In brief
- Crypto funds pulled in $1 billion last week, reversing five weeks of outflows tallying $4 billion.
- Bitcoin products led inflows with $881 million, though short Bitcoin products signal divided sentiment.
- Investors now await Friday’s BLS jobs report, with Deutsche Bank forecasting 4.3% unemployment.
Bitcoin and other crypto exchange-traded products pulled in $1 billion worth of funds last week, offsetting substantial losses in the weeks before.
Before last week, crypto funds had shed $4 billion over the past five weeks, according to a new report from digital asset manager CoinShares. There have been signs that institutional investors haven’t lost interest in adding crypto exposure.
“From a macro standpoint, it is difficult to attribute the shift in sentiment to a single catalyst. However, prior price weakness, a break below key technical levels, and renewed accumulation by large Bitcoin holders appear to have contributed to the reversal,” wrote James Butterfill, the firm’s head of research. “At a more anecdotal level, recent client discussions have been almost entirely focused on identifying entry points rather than reducing exposure to the asset class.”
Bitcoin was trading for $69,655 at the time of writing after climbing nearly 4% over the last day, according to crypto price aggregator CoinGecko. The largest crypto asset has now gained more than 5% in the last week, following a sudden surge Monday morning. BTC is still down about 45% since setting an all-time high of $126,080 on Oct. 6, 2025.
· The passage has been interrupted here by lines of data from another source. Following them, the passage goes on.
Issue #482, opened 2017-05-14
Better handling of tagged versions in deploydocs


mortenpi:
E.g. `-rc*` tags shouldn't deploy to `stable/`.

Ref: JuliaLang/julia#21846

huckl3b3rry87:
Is this related to easily being able to delete old tagged versions?

For instance in my package, there are several tagged versions of the docs
https://juliampc.github.io/MPCDocs.jl/stable/

and I would like to delete all of them but one. Is this possible?

mortenpi:
Not really related. Although we might have

If you are certain you want to get rid of the old versions of the docs then you could edit the `gh-pages` branch of the repo yourself and just delete them. You should also remove them from the `versions.js`, although this would get updated automatically on the next deploy as well.

mortenpi:
Also, when a bugfix is released on an older minor branch, it overwrites `stable/` (e.g. say the highest tag is 0.5.1, but 0.4.5 gets released). Thanks @fredrikekre for bringing this up.

mortenpi:
Fixed by #708.

PR #708, opened 2018-04-16
only deploy to stable if we build the latest tag

fredrikekre:
https://github.com/JuliaDocs/Documenter.jl/issues/482#issuecomment-381499222

### DIFF
--- a/src/Documenter.jl
+++ b/src/Documenter.jl
@@ -377,7 +377,7 @@ function deploydocs(;
         error("julia must be a string, got $julia ($(typeof(julia)))")
     end
     if !isempty(travis_repo_slug) && !occursin(travis_repo_slug, repo)
-        warn("repo $repo does not match $travis_repo_slug")
+        Compat.@warn("repo $repo does not match $travis_repo_slug")
     end
 
     # When should a deploy be attempted?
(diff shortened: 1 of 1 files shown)


src/Documenter.jl
```diff
@@ -512,8 +512,14 @@ function git_push(
                     gitrm_copy(target_dir, latest_dir)
                     Writers.HTMLWriter.generate_siteinfo_file(latest_dir, "latest")
                 else
-                    gitrm_copy(target_dir, stable_dir)
-                    Writers.HTMLWriter.generate_siteinfo_file(stable_dir, "stable")
+                    # only push to stable if this is the latest stable release
+                    versions = filter!(x -> occursin(Base.VERSION_REGEX, x), readdir(dirname))
+                    maxver = mapreduce(x -> VersionNumber(x), max, v"0.0.0", versions)
+                    vtag = VersionNumber(tag)
```
mortenpi: I think here we do run into the problem that `tag` might not be a well-formed version number.

mortenpi: Putting an `if` around this checking the regex should be good enough.

fredrikekre: And  not deploy at all if the tag is bad?

mortenpi: I would still deploy `tagged_dir`, but not to stable. The release-x.y actually has this check already.

fredrikekre: I think we should just skip deployment then, since it would not be picked up in `generate_version_file` anyway if it is not a valid VersionNumber

mortenpi: Fair enough, they should be consistent indeed.

src/Documenter.jl
```diff
@@ -511,19 +511,23 @@ function git_push(
...
-                        release = "release-$(version.major).$(version.minor)"
-                        gitrm_copy(target_dir, joinpath(dirname, release))
-                        Writers.HTMLWriter.generate_siteinfo_file(joinpath(dirname, release), release)
-                    end
+                    # Build a `release-*.*` folder as well
+                    release = "release-$(version.major).$(version.minor)"
+                    gitrm_copy(target_dir, joinpath(dirname, release))
+                    Writers.HTMLWriter.generate_siteinfo_file(joinpath(dirname, release), release)
+                else
+                    Compat.@warn("tag `$tag` not a valid VersionNumber")
```
mortenpi: I warn already in the beginning of `deploydocs` though, where we do the other checks. Can keep this one as well though, for good measure -- it might help when debugging.

PR #711, opened 2018-04-19
rethrow InterruptException, fix #687

### LINKED ISSUE #687: Specialcase InterruptException in order to rethrow them from code blocks being evaluated?
It is quite hard to interrupt a running doc generation because the interrupt exceptions are caught.

```
InterruptException() [src/examples/juliatypes.md]
^C^C !! failed to run code block.

InterruptException() [src/examples/juliatypes.md]
^C !! failed to run code block.

InterruptException() [src/examples/juliatypes.md]
^C !! failed to run code block.
```

etc etc.

Perhaps InterruptExceptions should be rethrown.

fredrikekre:


src/Utilities/Utilities.jl
```diff
@@ -576,6 +576,9 @@ function withoutput(f)
         try
             f(), true, Vector{Ptr{Cvoid}}()
         catch err
+            # InterruptException should never during normal doc-testing (#687).
```
KristofferC: should never what?

fredrikekre: Left as an excercise for the reader.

BTC funds were the primary beneficiary of last week’s inflows, with deposits totaling $881 million. Butterfill added that $3.7 million worth of funds added to short Bitcoin investment products shows “opinion remains polarized.”
Ethereum funds added nearly $117 million last week, with Solana ETFs adding about $54 million and XRP products amassing just shy of $2 million in investments.
For this week, investors are waiting to see how unemployment is faring when the Bureau of Labor Statistics publishes its February numbers on Friday, March 6.
Economists at Deutsche Bank are anticipating an unemployment rate of 4.3%, the bank said in a report shared with Decrypt, “though risks around this estimate are elevated in both directions.”
The bank’s analysts also pointed out that the BLS is due to publish revisions of its January data “using the new controls, and attention will be focused on whether these adjustments meaningfully alter unemployment rates across demographic groups, particularly among younger cohorts, where concerns around entry level hiring remain heightened.”